My daughter wants to be a princess. She likes Disney’s Queen Elsa.
She is four years old.
This morning she was singing “let it go” at the top of her lungs.
And it bothers me. It bothers me to have my little girl, the one I have worked so hard to raise, picking yellow instead of pink, providing gender neutral toys, adjusting nursery rhymes to be as gender neutral as possible and reading gender neutral books to is the girliest of the girly girls. It also bothers me to no end that she is feeling this level of affinity to something that does not culturally and racially represent her at all. Oh that worries me!!!
A good friend of mine said to me- “a feminist cannot have a daughter that wants to be a princess. You need to put a stop to that.”
And it got me thinking- do I really?
Women are educated in Romance
I named my daughter Aida, after the princess in the similarly titled opera by Giuseppe Verdi written about an Ethiopian Princess. Even if it is purely fictional, naming her Aida is mindful of what a powerful princess can do. That being said, I have a major challenge in accepting the Disney princess in particular. Aside from the fact it is a capitalistic commercial business unfairly targeting young children, is that it is educating girls in romance. Disney builds young girls’ romantic expectations that are both unrealistic and to their detriment. It shapes a dependency syndrome based on patriarchal norms that anchor us to expectations that someone else will provide, someone else will love us and someone else will ‘rescue us”, expectations that will inevitably culminate in bitter disappointment.

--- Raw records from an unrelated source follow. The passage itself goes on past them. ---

PR #532, opened 2019-04-23
Held/inventory items give back half their value when TDM round ends

eps0003:
## Status

**READY**

## Description

When a TDM round ends, you are given back half the value of the items you have in your inventory or hand (except regular arrows). This allows people to get a bit of money back on any items they purchased but didn't end up using.

Thanks to @Pine2 for the idea

## Steps to Test or Reproduce

Finish a TDM round with items in your inventory or hand

### DIFF
--- a/Entities/Common/Factory/Shop.as
+++ b/Entities/Common/Factory/Shop.as
@@ -286,6 +286,8 @@ void onCommand(CBlob@ this, u8 cmd, CBitStream @params)
 
 					if (newlyMade !is null)
 					{
+						newlyMade.set_u16("buyer", caller.getPlayer().getNetworkID());
+
 						CBitStream params;
 						params.write_netid(caller.getNetworkID());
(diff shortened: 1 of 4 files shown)


bunniewormy:
What if someone has some items they got from a chest? Or someone got items from the enemies? This may incentivise knights to hold archer items and vice versa, so that they could get free money next round, instead of giving it to the team

AsuMagic:
I thought of the same thing as @bunniewormy, though I think coins in TDM are a bit weird since a single chest will give you a huge lot of coins and you often reach the 200 coin cap due to shops not being on every map.

eps0003:
A solution I might try is keeping track of the purchaser of every item bought. If the purchaser has an item they purchased in their inventory at the end of the round, they get some money back.

eps0003:
It now only gives back coins for items you bought from a shop and not items you pick up from chests or other players.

You Have to Earn it: Get your own tiara
Here is where I stand. You like the fluffy dress, the sparkly tiara and the shiny shoes, good for you. Enjoy! Everyone deserves to feel good and like how they look, especially you! And me! I love love love fashion. I love clothes and makeup. I love my spa days, my mani-pedis. I am certain as my daughter who grows up watching my fascination with cosmetics and fashion, will develop her own fascinations with beauty. Already, she wants some nail polish on her fingernails and a brush of eye shadow on her eyelids and I let her. I have no problem with her interest.
My only condition is, never do so for someone else, never for the male gaze. She is too young now of course but there are two things I hope to brainwash her with. If you want to dress up, put a ton of makeup on your face and paint your nails, among other things, make sure it is all for you, because it is fun. You enjoy it. And when you no longer enjoy it, whether it is for a day or for life, not doing all of that fine too. The second, unlike the Disney version of a makeover, there will be no fairy godmother, prince charming, king or queen giving you a tiara. You have to buy your bling yourself, no one will buy it for you. You are responsible for purchasing your own tiara and everything else that come with.
There will be no Prince Charming: Get Ready to Rescue Yourself
Among the many disappointments in dependency peddled Disney is how it robs a woman’s agency to make her own choices. Each character (ofcourse there are exceptions- Merida(pixar?) and Tiana are worth a mention) is in a perpetual waiting game, waiting to be rescued, waiting for a prince to make her happy, waiting for a kiss, waiting for love, waiting for someone to ‘take her away’. Honey, prince charming will not be coming and if he does come, he will disappoint you. Rightly so. These fantasies make us pile up so much expectation and emotional baggage on one single person that we are incapable of making lasting partnerships. No one is going to rescue you, you have to rescue yourself and if someone decides to come for the ride, even better!
Speaking of Prince Charming: Gaston and Le’fou
One more thing that bothers me is how the male characters in the Disney movies are so limited in so many ways. Personality wise, you are stuck with the handsome but distant prince charming, the homicidal ego maniac that is Gaston and his idiotic sidekick Le’fou, the angry beast. Even with the more recent, progressive versions it is the reckless and unreliable Prince Naveen and Eugine in Tangeled. It speaks volumes about the expectations on how boys are socialized into men. My husband always likes to point out, the men in these movies are either utter morons or handsome but inaccessible and women’s expectations are based on that.
These limiting stereotypes concern me both for my son and my daughter in what they are expected to enact and expect in gender norms. It concerns me that for young boys who do not prescribe neither the stupid nor particularly handsome duality, all it leaves is the angry beast. That should scare us all. I have been informed that girls outgrow the princess phase by the age of five or six and I am all for letting my daughter explore in order to grow up to be what she wants to be. Knowing this is on record, a disclaimer is key here, specifically targeting my daughter.
Baby, if you manage to dig this up in the near future and throw it on my face in the event of inevitable disagreement, please note, I mean what I say. You can be anything you want to be but I do not have to like it. In fact, I know I will have a hard time as you make decisions I do not agree with, date boys and men I do not like and just simply be anything but a replica of me. I will do my best not to let it show too much. You choose to be you. That is agency and I will not take that away from you. Your current obsession with princesses is just one of many on the way and I am working to embrace that.